Federal Reserve Board Chairman Jerome Powell said the U.S. labor market has a long way to go to meet the central bank’s maximum employment goal.
Following the announcement Wednesday (Sept. 16) that the Fed would maintain low interest rates and inflation was on track to run above its 2 percent objective, Powell said the central bank doesn’t have a specific unemployment rate goal in mind, Reuters reported.
“Maximum employment is not something that can be reduced to a number the way inflation can,” he said. “It’s a range of factors. We’re not looking at a rule. We’re looking at a judgmental assessment.”

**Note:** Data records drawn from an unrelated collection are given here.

PR #1610, opened 2016-01-13
openos overhaul, bash like shell and more bin utils

payonel:
# OpenOS overhaul

This contains improvements to shell, added bin utils linux shells generally have, and bug fixes found all over the place. This PR also contains memory optimizations for booting openos; OpenOS 1.6 should boot to shell prompt needing about 4k less RAM than OpenOS 1.5. I anticipate future improvements to rc and term will reduce that further.

This work has been significantly unit tested. Over 860 unit tests currently are run on all changes made during development ensuring robustness of new feature and legacy support.
### /bin/sh utilities now in /lib/sh

In upgrading /bin/sh to provide a more bash-like experience for the users, I found that it made a lot of sense to thoroughly test every feature addition and every feature change. Thus most of /bin/sh has been moved to a library in /lib/sh. This library addition has benefits outside of just the interactive shell by providing other libraries the ability to execute commands in very non-standard ways (e.g. popen utilizes /lib/sh). the OpenOS sh shell in 1.6 will provide numerous conveniences including
1. more advanced tab completion
2. boolean operators &&, ||, and ! (a note on this. scripts that return nothing are returning nil. 0, nil, and true represent a successful return. All else is false/failure)
3. multiple commands per input via ;
4. improved parsing, no more whitespace needed, 
5. alias expansion and globbing can occur in multiple statements on a single input
#### In addition to these feature additions to the new shell, various bugs have been fixed including
1. various tab completion issues
2. globbing (e.g. foo.*) general fixes, including magic character in filenames
3. correct quoting rules (as per bash behavior)
4. buffered and piped streams between commands have been improved to new levels of robustness
   I've taken great care to support legacy calls and even support custom user shells. Note that /lib/shell.lua is nearly untouched. One thing of note is that shell environment variables (e.g. set vars and aliases) are copied (like real linux shells). Now processes do not need to change their parent process environments.
### standard io

io.stdin, stdout, and stderr are now represented as file descriptor streams. In the future we may provide an api for scripts or shell to create temporary or custom io file descriptors. print, term.write, io.write, io.stdout:write, and io.output():write are all on the same stream. Further more, piped shell scripts are benefited by this because a user doesn't need to worry which "write" method they use. For users that need to draw text and specifically do not want to write to stdout can use term.drawText. Also note that stderr is now its own stream, piped commands writing to stderr will not pipe their output. Future improvements to support redirecting numbered io is planned.
Also note that due to this change, io.stdout is ALWAYS equal to io.output(). If a user want to check if stdout is on the terminal and not piped, they can check if io.stdout.tty is true
### New bin utils (and greatly improved existing ones)
- time
  - Times the runtime of a command
- sleep
  - Sleep for a defined period of time
- find
  - find a file
- grep
  - grep text from a file, recursive list of files, or stdin
- head
  - Show only part of a file (can take negative numbers for end of file as well)
- rm
  - More bash like, requiring and supporting -r and -f options in cases.
- rmdir
  - For safely removing a directory only if empty
- mktmp
  - Creates a filename with a random guid-like name under /tmp (or whatever $TMPDIR is set to)
- touch
  - Creates and empty or updates the timestamp of a file
- alias
  - Improved, more bash-like
- source
  - Executes a file as a list of commands. Boot now uses /etc/profile to set alias values, and checks for $HOME/.shrc for more sourcing
### popen

io.popen added! popen can take any valid shell command line and executes it as a subroutine allowing the user to read or write to the operation. This is a very short explanation for a feature that honestly took a considerable amount of time to get working just right.


skyem123:
Why do you call it `.bashrc`?

payonel:
habbit, I can rename it. .. ~/.shrc ? we don't really have a name for our openos shell, besides that it is just /bin/sh.lua

skyem123:
yeah, `.shrc` sounds good.

skyem123:
Also, does this still boot on a tier 1.5 computer? :P

payonel:
Yes, 1.5 is fine (though a bit tight, 50k free). My next PR for openos 1.6 (I've split this into two, finishing PR2 currently) will reduce the memory footprint. I chose to postpone memory optimizations until the 2nd PR

skyem123:
That sounds good.

payonel:
@fnuecke you said you wanted a better error message for calling `time` without any arguments. I checked what it SHOULD do and it just runs timing itself so to say. I've changed our time code to do the same, but if you'd rather it give an error like "missing args" or some such, I understand and I'd be happy to change it. Just let me know

fnuecke:
That sounds perfectly fine!

fnuecke:
Thanks again for the great work on this!

PR #1617, opened 2016-01-15
Added `playSoundAt` to debug card.

gamax92:


src/main/scala/li/cil/oc/server/component/DebugCard.scala
```diff
@@ -388,6 +388,16 @@ object DebugCard {
       null
     }
 
+    @Callback(doc = """function(x:number, y:number, z:number, sound:string, range:number) -- Play a sound at the specified coordinates.""")
+    def playSoundAt(context: Context, args: Arguments): Array[AnyRef] = {
+      checkEnabled()
+      val (x, y, z) = (args.checkInteger(0), args.checkInteger(1), args.checkInteger(2))
+      val sound = args.checkString(3)
+      val range = args.checkInteger(4)
+      world.playSoundEffect(x, y, z, sound, range / 15 + 0.5F, 1.0F)
```
fnuecke, line 397: Is the integer division intentional or should that be `range / 15f`?

CaitlynMainer, line 397: This is pretty much the playSoundAt from OpenSecurity, from my testing converting it to a float makes no difference, I don't remember why I didn't in the end though.

fnuecke, line 397: Looking at the code and usage of the method, this seems somewhat... weird. The parameter isn't the range, it's the volume. Which is automatically adjusted for distance by OpenAL / the sound system later down the pipeline. So the range popping up in there is kinda redundant. I'm assuming it "just works" because it'll generally boil down to `0 + 0.5f`, which is a common default volume, also used by chests e.g.

Would suggest changing that parameter to be called `volume` accordingly, taking a value in [0, 1].

CaitlynMainer, line 397: It's "Range" Because if you give it a large number it plays for a large range.  I've used numbers as high as 400 to reach very far away from the source block.  This is handy for playing a sound across an entire world, or atleast a vary large chunk of it.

Instead, the chairman listed several factors that must be met before the Fed would view the economy at maximum employment, and consider raising interest rates. The menu includes wage growth and jobs across races.
Still, Powell said the Fed was limited in what it can do to fulfill those goals. He said it’s up to Capitol Hill to enact measures to help disadvantaged workers get jobs or address income inequality, the news outlet reported.
“We would like to get back to a strong labor market where wages are moving up, where people can find work, where labor force participation is holding up nicely,” Powell said. “That’s what we’d really love to get back to.”
Powell pointed out the unemployment rate fell to 8.4 percent in August, down from 14.7 percent in July, the highest rate since the onset of the pandemic. In addition, he noted the number of Americans filing initial claims for unemployment benefits has dropped to below 1 million a week since the height of the crisis.
But the jobless claims numbers are still five times as high as it was before the pandemic, Powell said.
For the week ending Sept. 12, the advance figure for seasonally adjusted initial claims fell by 33,000 from the previous week’s revised level of 893,000.
“The overall picture is clear,” Powell said. “And that’s that the labor market has been recovering but that it’s a long way, a long way from maximum employment.”
Earlier this month, the ADP National Employment Report revealed private-sector employment increased by 428,000 jobs last month. That’s an improvement over the previous month’s 167,000 jobs, but still well below expectations. A survey of economists by Dow Jones had predicted a 1.17 million increase.